One naive method for approximating a normal distribution is to add together perhaps $100$ IID random variables uniformly distributed on $[0,1]$, then recenter and rescale, relying on the Central Limit Theorem. (Side note: There are more accurate methods such as the Box–Muller transform.) The sum of IID $U(0,1)$ random variables is known as the uniform sum distribution or Irwin–Hall distribution.
How large is the error in approximating a uniform sum distribution by a normal distribution?
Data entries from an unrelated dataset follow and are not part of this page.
PR #715, opened 2016-06-30
Added Swipe to Hide

nishadg246:
Swipe away URLs to make it easier to browse nearby beacons


android/PhysicalWeb/app/src/main/java/org/physical_web/physicalweb/NearbyBeaconsFragment.java
```diff
@@ -202,6 +202,23 @@ private void initialize(View rootView) {
...
+                  }
+
+                  @Override
+                  public void onDismiss(ListView listView, int position) {
+                  }
+              });
+    listView.setOnTouchListener(touchListener);
+    // Setting this scroll listener is required to ensure that during ListView scrolling,
+    // we don't look for swipes.
+    listView.setOnScrollListener(touchListener.makeScrollListener());
```
cco3: let's comment this out for now

android/PhysicalWeb/app/src/main/java/org/physical_web/physicalweb/NearbyBeaconsFragment.java
```diff
@@ -265,22 +282,24 @@ public void onUrlDeviceDiscoveryUpdate() {
...
-          Log.d(TAG, "groupid to add " + groupId);
-          if (mNearbyDeviceAdapter.containsGroupId(groupId)) {
-            mNearbyDeviceAdapter.updateItem(pwPair);
-          } else if (!mGroupIdQueue.contains(groupId)) {
-            mGroupIdQueue.add(groupId);
-            if (mSecondScanComplete) {
-              // If we've already waited for the second scan timeout,
-              // go ahead and put the item in the listview.
-              emptyGroupIdQueue();
+        if (!SwipeDismissListViewTouchListener.isLocked()) {
```
cco3: just return if it's locked...makes this easier to read

android/PhysicalWeb/app/src/main/java/org/physical_web/physicalweb/NearbyBeaconsFragment.java
```diff
@@ -333,18 +352,20 @@ public void onRefresh() {
   }
 
   private void emptyGroupIdQueue() {
-    List<PwPair> pwPairs = new ArrayList<>();
+    if (!SwipeDismissListViewTouchListener.isLocked()) {
+      List<PwPair> pwPairs = new ArrayList<>();
```
cco3: hm, you can't just not empty the queue if it's locked...you'll have to empty it later.  Maybe you can empty it and just not call notifyDatasetchanged (and then call notifyDataSetChanged in onDismiss).  The same applies above for adding new urls.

Whenever this type of question comes up for approximating the sum of IID random variables, people (including me) bring up the Berry–Esseen Theorem, which is an effective version of the Central Limit Theorem given that the third moment exists:
$$|F_n(x) - \Phi(x)| \le \frac{C \rho}{\sigma^3 \sqrt n} $$
where $F_n$ is the cumulative distribution function for the rescaled sum of $n$ IID random variables, $\rho$ is the absolute third central moment $E|(X-EX)^3|$, $\sigma$ is the standard deviation, and $C$ is an absolute constant which can be taken to be $1$ or even $1/2$.
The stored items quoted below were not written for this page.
PR #721, opened 2016-07-07
Add revised mDNS scanning

nishadg246:
Allows for broadcasting of public or private URLs over mDNS.

### DIFF
--- a/android/PhysicalWeb/app/src/main/java/org/physical_web/physicalweb/UrlDeviceDiscoveryService.java
+++ b/android/PhysicalWeb/app/src/main/java/org/physical_web/physicalweb/UrlDeviceDiscoveryService.java
@@ -144,6 +144,7 @@ public class UrlDeviceDiscoveryService extends Service
     mUrlDeviceDiscoverers = new ArrayList<>();
 
     if (Utils.getMdnsEnabled(this)) {
+      Log.d(TAG,"mdns started");
       mUrlDeviceDiscoverers.add(new MdnsUrlDeviceDiscoverer(this));
     }
     mUrlDeviceDiscoverers.add(new SsdpUrlDeviceDiscoverer(this));
@@ -232,6 +233,7 @@ public class UrlDeviceDiscoveryService extends Service
   public void onRebind(Intent intent) {
     mIsBound = true;
   }
+
   private void cancelNotifications() {
     mNotificationManager.cancel(NEAREST_BEACON_NOTIFICATION_ID);
     mNotificationManager.cancel(SECOND_NEAREST_BEACON_NOTIFICATION_ID);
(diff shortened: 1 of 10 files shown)


cco3:
"protocol" is a bit of a misnomer...maybe just say "scanning" or "format"...those are the best words I can think of at the moment.

Also, please use imperative mood.  ("Add")

android/PhysicalWeb/app/src/main/java/org/physical_web/physicalweb/UrlDeviceDiscoveryService.java
```diff
@@ -268,6 +268,13 @@ public void onUrlDeviceDiscovered(UrlDevice urlDevice) {
     // Don't short circuit because icons
     // and metadata may not be fetched
     mPwCollection.addUrlDevice(urlDevice);
+    if (!Utils.isPublic(urlDevice)) {
+      mPwCollection.addMetadata(new PwsResult.Builder(urlDevice.getUrl(), urlDevice.getUrl())
+        .setTitle(Utils.getTitle(urlDevice))
+        .setDescription(Utils.getDescription(urlDevice))
+        .build());
+      Log.d("done","done2");
```
cco3: remove

android/PhysicalWeb/app/src/main/java/org/physical_web/physicalweb/UrlDeviceDiscoveryService.java
```diff
@@ -268,6 +268,13 @@ public void onUrlDeviceDiscovered(UrlDevice urlDevice) {
     // Don't short circuit because icons
     // and metadata may not be fetched
     mPwCollection.addUrlDevice(urlDevice);
+    if (!Utils.isPublic(urlDevice)) {
```
cco3: "isPublic" is currently used to determine whether or not the result should be private to the user (for example, would it be OK to show on the lock screen if they don't want private data displayed on the lock screen).  This is different from the concept of a URL being available only on the local network.  Instead, just make an isLocalDevice() function that checks for title & description.

android/PhysicalWeb/app/src/main/java/org/physical_web/physicalweb/Utils.java
```diff
@@ -567,6 +600,24 @@ public UrlDeviceBuilder setPublic() {
     }
 
     /**
+     * Set the title
+     * @return The builder with title
+     */
+    public UrlDeviceBuilder setTitle(String title) {
+      addExtra(TITLE_KEY, title);
```
cco3: Just do return addExtra().  Fix everywhere else that doesn't.

PR #724, opened 2016-07-15
Add Favoriting and Blocking Functionality

nishadg246:
Added the ability to favorite URLs to get higher level notifications from and the ability to block URLs from certain domains.


android/PhysicalWeb/app/src/main/java/org/physical_web/physicalweb/NearbyBeaconsFragment.java
```diff
@@ -78,6 +78,7 @@
   private boolean mSecondScanComplete;
   private boolean mFirstTime;
   private DiscoveryServiceConnection mDiscoveryServiceConnection;
+  private boolean missedEmptyGroupIdQueue = false;
```
cco3: * mMissed
* set this elsewhere (in onCreate I guess)

cco3:
Swipe to hide looks OK

PR #725, opened 2016-07-15
Fix ListView Click

nishadg246:
Clicking a URL would not send the intent until scanning was completed.

### DIFF
--- a/android/PhysicalWeb/app/src/main/java/org/physical_web/physicalweb/NearbyBeaconsFragment.java
+++ b/android/PhysicalWeb/app/src/main/java/org/physical_web/physicalweb/NearbyBeaconsFragment.java
@@ -94,6 +94,7 @@ public class NearbyBeaconsFragment extends ListFragment
       if (!mGroupIdQueue.isEmpty()) {
         emptyGroupIdQueue();
         mSwipeRefreshWidget.setRefreshing(false);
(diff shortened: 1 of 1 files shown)


android/PhysicalWeb/app/src/main/java/org/physical_web/physicalweb/NearbyBeaconsFragment.java
```diff
@@ -107,6 +108,7 @@ public void run() {
       mSecondScanComplete = true;
       mSwipeRefreshWidget.setRefreshing(false);
       mScanningAnimationTextView.setAlpha(0f);
```
cco3: What is this needed for?

android/PhysicalWeb/app/src/main/java/org/physical_web/physicalweb/NearbyBeaconsFragment.java
```diff
@@ -308,6 +310,7 @@ private void startScanningDisplay(long scanStartTime, boolean hasResults) {
       mScanningAnimationDrawable.start();
     } else {
       mSwipeRefreshWidget.setRefreshing(false);
+      mScanningAnimationDrawable.stop();
```
cco3: In what circumstances is this needed?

This is unsatisfactory. It seems to me that the Berry–Esseen estimate is closest to sharp on binomial distributions which are discrete, with the largest error at $0$ for a symmetric binomial distribution. The largest error comes at the largest jump. However, the uniform sum distribution has no jumps.
Numerical tests suggest that the error shrinks more rapidly than $c/\sqrt n$.
Using $C=1/2$, the Berry–Esseen estimate is $$|F_n(x) - \Phi(x)| \le \frac{\frac12 \frac{1}{32}}{\frac{1}{\sqrt{12}^3} \sqrt n} \approx \frac{0.650}{\sqrt n}$$
which for $n=10,20,40$ is about $0.205$, $0.145$, and $0.103$, respectively. The actual maximum differences for $n=10, 20, 40$ appear to be about $0.00281$, $0.00139$, and $0.000692$, respectively, which are much smaller and appear to fall as $c/n$ instead of $c/\sqrt n$.